Prison School does not always lean on the ridiculous to elicit laughs from its audience. The anime can actually be quite clever with its jokes, relying on its context and its expectations to use yet another form of comedy. One of the earlier examples of this is when Kiyoshi and Gakuto are together in the shower. Shingo misunderstands the situation; from his and subsequently the audience’s point-of-view, Kiyoshi and Gakuto appear to be taking part in a “don’t drop the soap” scene, utilizing a known prison trope. Another example is when the gang forgives Shingo for his misdeeds, apparently upholding that friendship comes first. But after he confesses what he had been doing with Anzu, specifically her “downblouse and nip-slip”, the boys proceed to beat the snot out of him. Again, these scenes are funny because they both rely on the context of the given setting and on the flipping of initial expectations.

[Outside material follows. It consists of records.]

PR #441, opened 2022-02-18
Issue #437: Do not switch current branch when >1 PR is checked out

### LINKED ISSUE #437: Should `git machete github checkout-prs --by=...` switch current branch when >1 PR is checked out?
Repro (for the state of this repo as of Tue 15 Feb 16:36:18 CET 2022):

1. remove local branches `cli/checkout_prs_zsh_bash_completion` and `feature/command_clean`
2. remove the references to them from .git/machete if they were present there
3. `git machete github checkout-prs --by=amalota`

What happens is that the current branch is switched to one of the PRs:

```
(current branch: develop)

$ git machete github checkout-prs --by=amalota
branch 'cli/checkout_prs_zsh_bash_completion' set up to track 'origin/cli/checkout_prs_zsh_bash_completion'.
Switched to a new branch 'cli/checkout_prs_zsh_bash_completion'
Pull request #416 checked out at local branch cli/checkout_prs_zsh_bash_completion
branch 'feature/command_clean' set up to track 'origin/feature/command_clean'.
Switched to a new branch 'feature/command_clean'
Pull request #435 checked out at local branch feature/command_clean

(current branch: feature/command_clean)
```

Is that expected?

amalota:
closes https://github.com/VirtusLab/git-machete/issues/437

### DIFF
--- a/git_machete/client.py
+++ b/git_machete/client.py
@@ -1967,8 +1967,7 @@ class MacheteClient:
         self.__sync_annotations_to_definition_file(all_open_prs, current_user, verbose=verbose)
         if pr and len(checked_out_prs) == 1:
             self.__git.checkout(LocalBranchShortName.of(checked_out_prs[0].head))
-            if verbose:
-                print(fmt(f"Switched to local branch `{checked_out_prs[0].head}`"))
+            print(fmt(f"Switched to local branch `{checked_out_prs[0].head}`"))
 
     @staticmethod
     def __get_path_from_pr_chain(current_pr: GitHubPullRequest, all_open_prs: List[GitHubPullRequest]) -> List[LocalBranchShortName]:
--- a/git_machete/client.py
+++ b/git_machete/client.py
@@ -1966,9 +1966,9 @@ class MacheteClient:
               'Current GitHub user is ' + (current_user or '<none>'))
         self.__sync_annotations_to_definition_file(all_open_prs, current_user, verbose=verbose)
         if pr and len(checked_out_prs) == 1:
-            self.__git.checkout(LocalBranchShortName.of(pr.head))
+            self.__git.checkout(LocalBranchShortName.of(checked_out_prs[0].head))
             if verbose:
-                print(fmt(f"Switched to local branch `{pr.head}`"))
+                print(fmt(f"Switched to local branch `{checked_out_prs[0].head}`"))
 
     @staticmethod
     def __get_path_from_pr_chain(current_pr: GitHubPullRequest, all_open_prs: List[GitHubPullRequest]) -> List[LocalBranchShortName]:
--- a/git_machete/client.py
+++ b/git_machete/client.py
@@ -1,4 +1,5 @@
 import datetime
+import inspect
 import io
 import itertools
 import os
@@ -215,6 +216,8 @@ class MacheteClient:
             opt_onto: Optional[LocalBranchShortName],
             opt_as_root: bool,
             opt_yes: bool,
+            verbose: bool = True,
+            switch_head_to_branch: bool = True
             ) -> None:
         if branch in self.managed_branches:
             raise MacheteException(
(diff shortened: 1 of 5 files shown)


git_machete/tests/functional/test_machete.py
```diff
@@ -2836,13 +2840,3 @@ def test_clean(self) -> None:
...
         )
         self.assert_command(['status'], expected_status_output)
-
-def suite():
-    suite = unittest.TestSuite()
-    suite.addTest(MacheteTester('test_clean'))
-    return suite
-
-
-if __name__ == '__main__':
```
PawelLipski, line 2846: 😯 I've never scrolled that far, didn't realize it was here 😅

PawelLipski: Doesn't look like a proper way to execute tests indeed 😛

git_machete/client.py
```diff
@@ -1968,10 +1965,9 @@ def checkout_github_prs(self,
         debug('checkout_github_pr()',
```
PawelLipski: While you're here... pls update the method name in `debug` (unless there some Python magic to like `__current_method_name__`?)

git_machete/client.py
```diff
@@ -2387,6 +2383,91 @@ def __sync_before_creating_pr(self, *, opt_onto: Optional[LocalBranchShortName],
                 return
             raise MacheteException('Pull request creation interrupted.')
 
+    def __add_branch(self,
+                     *,
+                     branch: LocalBranchShortName,
+                     opt_onto: Optional[LocalBranchShortName],
+                     opt_as_root: bool,
+                     opt_yes: bool,
```
PawelLipski: Hmmm AFAICS this is always `True` right? better to refactor it away then

PawelLipski: Or rather, generally:
1. if this method is likely to be reused across `git machete github checkout-prs` and `git machete add`, let's keep it generic BUT also use it from `def add`
2. alternatively, if this method will only serve the purposes of `git machete github checkout-prs`, let's keep it as simple and UNconfigurable as possible

git_machete/tests/functional/test_machete.py
```diff
@@ -50,7 +50,7 @@ def mock_exit_script(status_code: Optional[int] = None, error: Optional[BaseExce
 
 def mock_fetch_ref(cls: Any, remote: str, ref: str) -> None:
     branch: LocalBranchShortName = LocalBranchShortName.of(ref[ref.index(':') + 1:])
-    git.create_branch(branch, get_current_commit_hash())
+    git.create_and_switch_head_to_branch(branch, get_current_commit_hash())
```
PawelLipski, line 53: Actually! while you're here, I'd add a regression test that would've captured the original issue in the first place

git_machete/tests/functional/test_machete.py
amalota: yeah, i just use it to debug the tests

git_machete/client.py
amalota: yeah, its possible

git_machete/client.py
amalota: Alright, i have chosen to go for option 1.

git_machete/client.py
```diff
@@ -1899,6 +1907,7 @@ def checkout_github_prs(self,
         if not current_user and my_opened_prs:
             raise MacheteException(
                 "Could not determine current user name, please check your token.")
+        current_function_name: str = f'{inspect.stack()[0].function}()'
```
PawelLipski, line 1910: Wow okay... pls leave this change as is, but also open an issue to apply a similar change to all invocations of `debug()` (maybe even better, let `debug` itself extract the name of the calling method from `stack()[1]` or whatnot?)

PawelLipski (approved):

For Prison School, it takes the ridiculousness and the cleverness to get at its next brand of comedy. The show has a weird focus on both domination and degradation. The women in the anime are, sexually speaking, dominatrix. They whip the prisoners, they are evil towards the prisoners, and they look down on the prisoners. That is to say, the women are constantly put on a pedestal above the men. Granted, the men do have their dominating moments, too. Gakuto smashing his prized figurines and Andre’s nipple hair, while not directly dominating the women, are events where they overpower their captors. Yet the anime also does the complete opposite. Meiko is known to sweat profusely due to the sheer gravitas of their leader. Hana at one point is peed on. Mari, the student council president, unbeknownst to her, eats a handful of dirty peanuts. As for the men, they usually occupy this camp. They are constantly humiliated throughout the season, such as when Gakuto defecates himself on purpose to get a sound-clip of some bathroom noises or Kiyoshi makes the stupidest face possible when taking a selfie with Chiyo.
But Prison School shines brightest when it combines these features simultaneously, achieving a harmony of domi-grading proportions. A highlight from the show is Hana’s “Medusa”, encapsulating the power she holds over the situation while also insulting her severely with the comparison to an ugly, mythological snake-creature. These dominating and degrading scenes would presumably not be comedic due to the definition of the words; watching someone get mercilessly abused or lambasted is not normally funny. But because they are as crazy and inventive as they end up being, the show manages to make even these touchy subjects fun.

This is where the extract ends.